Dataset excerpts:

PR #930, opened 2017-02-14
check virtual mechine is alive or not before sending command

hjydxy:
When test cgroup.memory_memsw_limit, the qemu process will be
killed because of exceeding limit. So sending command "true"
will lead to ShellTimeOut error. When test cgroup.memory_limit,
although exceeding limit, the qemu process won't be killed.
So sending command is ok.

### DIFF
--- a/qemu/tests/cgroup.py
+++ b/qemu/tests/cgroup.py
@@ -1926,7 +1926,9 @@ def run(test, params, env):
         finally:
             error.context("Cleanup")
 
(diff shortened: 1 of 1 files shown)


xutian:
looks OK to me

hjydxy:
Thanks!

hjydxy:
xutian , can you help me to pick up this patch?

hjydxy:
@zhouqt @xutian

PR #934, opened 2017-02-24
qemu.stop_continue: raise root-cause if test is failed

xutian:
Excpetion raise in finally block overwrite exception occur
in key steps. Make it raise root-cause if test is failed.

ID: 1426510

### DIFF
--- a/qemu/tests/stop_continue.py
+++ b/qemu/tests/stop_continue.py
@@ -86,11 +86,22 @@ def run(test, params, env):
                 raise error.TestFail("Something wrong after stop continue, "
                                      "check command report: %s" % o)
     finally:
-        clean_op = params.get("clean_op")
-        if clean_op:
-            error.context("Do clean operation: '%s'" % clean_op, logging.info)
-            op_timeout = float(params.get("clean_op_timeout", 60))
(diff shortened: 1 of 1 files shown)


qemu/tests/stop_continue.py
```diff
@@ -86,11 +86,17 @@ def run(test, params, env):
...
+                # session close if exception raised, so get renew a session
+                # to do cleanup step.
+                session = vm.wait_for_login(timeout=login_timeout)
+                op_timeout = float(params.get("clean_op_timeout", 60))
+                session.cmd(clean_op, timeout=op_timeout, ignore_all_errors=True)
+            session.close()
+            if session_bg:
+                session_bg.close()
+        except Exception, details:
+            logging.warn("Excpetion occur in the end of test: %s" % details)
```
suqinhuang: typo, should be "Exception"

suqinhuang: and meybe "Exception occur while cleanning env" is more better, which tell user it's the operation to clean the env

xutian:
@CongLi  thanks your comments, and commit updated, please help to review. thanks

xutian:
@suqinhuang  updated, can you review it again.

xutian:
Merged it since there no such kind of issue happen again after applied this patch.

**ACTIVITY**
In the records above, some lines hold the word "check"; copy each such line.

**TASK RESPONSE**
check virtual mechine is alive or not before sending command
                                      "check command report: %s" % o)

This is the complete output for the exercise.